Instructions for the task: Pull every line holding the string "asActivity" from the records below.

Saved entries

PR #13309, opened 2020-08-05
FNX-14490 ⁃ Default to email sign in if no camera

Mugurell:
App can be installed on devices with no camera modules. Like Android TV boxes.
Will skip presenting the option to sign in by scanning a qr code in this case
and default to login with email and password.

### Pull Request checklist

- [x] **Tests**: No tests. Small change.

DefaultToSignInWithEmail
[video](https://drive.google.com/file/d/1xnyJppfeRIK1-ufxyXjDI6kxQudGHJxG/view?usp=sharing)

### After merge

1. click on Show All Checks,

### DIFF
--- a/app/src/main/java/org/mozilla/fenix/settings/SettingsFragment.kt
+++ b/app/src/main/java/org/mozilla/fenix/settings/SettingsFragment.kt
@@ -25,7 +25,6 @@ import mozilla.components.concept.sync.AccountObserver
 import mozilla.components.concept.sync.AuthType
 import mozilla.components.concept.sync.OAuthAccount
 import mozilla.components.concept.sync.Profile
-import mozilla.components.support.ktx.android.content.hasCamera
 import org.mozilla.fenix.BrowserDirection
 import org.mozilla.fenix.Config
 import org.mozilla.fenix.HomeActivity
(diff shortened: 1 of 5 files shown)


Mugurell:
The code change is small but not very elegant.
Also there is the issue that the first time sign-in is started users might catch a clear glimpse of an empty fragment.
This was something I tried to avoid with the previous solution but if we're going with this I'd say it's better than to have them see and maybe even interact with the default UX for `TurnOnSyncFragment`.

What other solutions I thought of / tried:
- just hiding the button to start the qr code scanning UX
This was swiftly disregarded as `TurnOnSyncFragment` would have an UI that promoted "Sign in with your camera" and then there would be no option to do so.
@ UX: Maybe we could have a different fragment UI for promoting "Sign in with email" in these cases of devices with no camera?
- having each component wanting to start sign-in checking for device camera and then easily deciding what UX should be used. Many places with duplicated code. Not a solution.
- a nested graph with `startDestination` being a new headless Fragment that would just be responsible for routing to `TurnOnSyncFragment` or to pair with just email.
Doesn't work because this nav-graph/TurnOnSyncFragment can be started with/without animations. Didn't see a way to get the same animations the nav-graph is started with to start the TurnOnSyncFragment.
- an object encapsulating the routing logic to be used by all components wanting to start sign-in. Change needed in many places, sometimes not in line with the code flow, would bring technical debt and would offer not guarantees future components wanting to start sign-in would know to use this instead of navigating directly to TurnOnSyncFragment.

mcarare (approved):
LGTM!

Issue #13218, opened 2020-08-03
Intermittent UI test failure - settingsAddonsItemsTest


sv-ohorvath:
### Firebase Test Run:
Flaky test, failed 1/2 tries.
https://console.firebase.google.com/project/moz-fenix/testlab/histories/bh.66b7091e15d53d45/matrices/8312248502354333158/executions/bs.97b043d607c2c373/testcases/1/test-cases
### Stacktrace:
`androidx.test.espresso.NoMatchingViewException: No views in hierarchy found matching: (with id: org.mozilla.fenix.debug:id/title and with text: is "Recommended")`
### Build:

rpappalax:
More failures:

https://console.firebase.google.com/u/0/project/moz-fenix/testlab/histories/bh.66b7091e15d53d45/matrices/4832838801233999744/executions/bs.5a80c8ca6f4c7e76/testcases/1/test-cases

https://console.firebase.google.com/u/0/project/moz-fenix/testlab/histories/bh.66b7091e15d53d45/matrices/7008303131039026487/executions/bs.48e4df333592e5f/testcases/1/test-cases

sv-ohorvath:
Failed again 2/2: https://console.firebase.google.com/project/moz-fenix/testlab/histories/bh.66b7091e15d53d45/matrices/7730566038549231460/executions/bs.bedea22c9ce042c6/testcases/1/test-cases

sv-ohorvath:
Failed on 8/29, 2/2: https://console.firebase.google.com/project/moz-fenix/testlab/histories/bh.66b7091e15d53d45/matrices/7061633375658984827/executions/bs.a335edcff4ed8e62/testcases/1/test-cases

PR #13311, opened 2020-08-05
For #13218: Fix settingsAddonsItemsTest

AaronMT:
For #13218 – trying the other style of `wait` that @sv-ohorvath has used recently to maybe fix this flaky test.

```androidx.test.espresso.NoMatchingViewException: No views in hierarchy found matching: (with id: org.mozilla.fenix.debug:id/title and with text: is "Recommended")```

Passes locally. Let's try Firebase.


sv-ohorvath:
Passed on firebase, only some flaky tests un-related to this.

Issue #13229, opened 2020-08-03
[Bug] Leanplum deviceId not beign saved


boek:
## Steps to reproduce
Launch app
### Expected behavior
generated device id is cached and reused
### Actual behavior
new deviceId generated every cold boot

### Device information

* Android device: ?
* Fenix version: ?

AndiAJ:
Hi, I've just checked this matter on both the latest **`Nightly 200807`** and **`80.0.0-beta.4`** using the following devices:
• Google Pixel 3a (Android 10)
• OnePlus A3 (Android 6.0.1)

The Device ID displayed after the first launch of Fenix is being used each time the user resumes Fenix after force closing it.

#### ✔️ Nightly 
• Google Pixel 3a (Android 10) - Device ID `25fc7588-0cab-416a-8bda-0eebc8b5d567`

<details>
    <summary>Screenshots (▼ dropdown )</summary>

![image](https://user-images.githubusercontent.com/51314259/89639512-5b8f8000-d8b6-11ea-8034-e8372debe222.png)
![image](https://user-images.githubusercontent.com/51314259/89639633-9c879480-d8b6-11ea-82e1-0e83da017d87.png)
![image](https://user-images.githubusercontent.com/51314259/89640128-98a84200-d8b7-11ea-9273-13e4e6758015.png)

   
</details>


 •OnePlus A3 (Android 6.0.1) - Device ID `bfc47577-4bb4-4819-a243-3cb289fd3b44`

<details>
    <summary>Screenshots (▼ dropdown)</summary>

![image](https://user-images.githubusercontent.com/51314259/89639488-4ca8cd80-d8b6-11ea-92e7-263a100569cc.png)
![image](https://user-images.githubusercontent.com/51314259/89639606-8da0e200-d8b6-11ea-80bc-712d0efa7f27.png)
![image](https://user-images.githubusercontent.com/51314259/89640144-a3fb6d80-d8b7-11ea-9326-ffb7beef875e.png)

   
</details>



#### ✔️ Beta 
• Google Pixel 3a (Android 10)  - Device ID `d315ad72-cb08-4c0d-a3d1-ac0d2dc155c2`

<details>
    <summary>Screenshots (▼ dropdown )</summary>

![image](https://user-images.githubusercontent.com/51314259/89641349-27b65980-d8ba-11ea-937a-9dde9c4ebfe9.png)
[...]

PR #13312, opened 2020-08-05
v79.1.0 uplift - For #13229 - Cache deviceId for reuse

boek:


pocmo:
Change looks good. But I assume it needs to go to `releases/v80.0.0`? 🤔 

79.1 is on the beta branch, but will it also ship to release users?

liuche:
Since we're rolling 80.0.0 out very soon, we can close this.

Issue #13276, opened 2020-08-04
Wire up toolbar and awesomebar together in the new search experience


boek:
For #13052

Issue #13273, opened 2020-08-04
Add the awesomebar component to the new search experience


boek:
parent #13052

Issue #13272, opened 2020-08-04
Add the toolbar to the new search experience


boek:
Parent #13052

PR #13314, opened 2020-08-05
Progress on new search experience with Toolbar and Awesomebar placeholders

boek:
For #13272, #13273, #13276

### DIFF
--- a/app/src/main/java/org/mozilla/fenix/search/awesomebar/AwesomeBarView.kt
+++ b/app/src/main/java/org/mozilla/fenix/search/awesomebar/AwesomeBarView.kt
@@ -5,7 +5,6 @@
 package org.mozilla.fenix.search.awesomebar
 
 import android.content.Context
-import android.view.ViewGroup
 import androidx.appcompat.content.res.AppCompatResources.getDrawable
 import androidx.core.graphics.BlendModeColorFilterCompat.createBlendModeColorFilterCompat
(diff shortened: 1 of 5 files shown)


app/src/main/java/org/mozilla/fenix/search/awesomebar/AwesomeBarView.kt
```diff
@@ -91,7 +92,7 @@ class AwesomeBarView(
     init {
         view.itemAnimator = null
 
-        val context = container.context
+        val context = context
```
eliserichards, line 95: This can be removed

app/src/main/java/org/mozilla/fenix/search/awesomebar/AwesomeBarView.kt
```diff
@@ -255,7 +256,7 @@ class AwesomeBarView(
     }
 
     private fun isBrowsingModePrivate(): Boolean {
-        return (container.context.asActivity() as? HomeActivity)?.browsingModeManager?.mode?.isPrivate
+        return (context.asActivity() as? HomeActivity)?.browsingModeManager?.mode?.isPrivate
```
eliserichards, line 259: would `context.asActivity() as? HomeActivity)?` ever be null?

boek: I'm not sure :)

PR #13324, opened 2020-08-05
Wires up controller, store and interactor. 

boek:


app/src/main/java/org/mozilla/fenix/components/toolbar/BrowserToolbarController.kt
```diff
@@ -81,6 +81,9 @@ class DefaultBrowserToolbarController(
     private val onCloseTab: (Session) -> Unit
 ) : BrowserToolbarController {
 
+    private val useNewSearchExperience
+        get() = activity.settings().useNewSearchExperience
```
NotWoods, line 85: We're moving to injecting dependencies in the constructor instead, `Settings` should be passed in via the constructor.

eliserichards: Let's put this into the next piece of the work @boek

Written solution:
-        return (container.context.asActivity() as? HomeActivity)?.browsingModeManager?.mode?.isPrivate
+        return (context.asActivity() as? HomeActivity)?.browsingModeManager?.mode?.isPrivate
eliserichards, line 259: would `context.asActivity() as? HomeActivity)?` ever be null?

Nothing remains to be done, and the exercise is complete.